Work task —
Each line of the data below should be repeated exactly.

***** Provided data *****

PR #3111, opened 2026-07-31
feat(claude-code): expose the granularity fields to retainTags and recallTags

jouve:
> Independent of #3110, but best merged after it — see *Ordering* below.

*****

Answer to the problem —
PR #3111, opened 2026-07-31
feat(claude-code): expose the granularity fields to retainTags and recallTags

jouve:
> Independent of #3110, but best merged after it — see *Ordering* below.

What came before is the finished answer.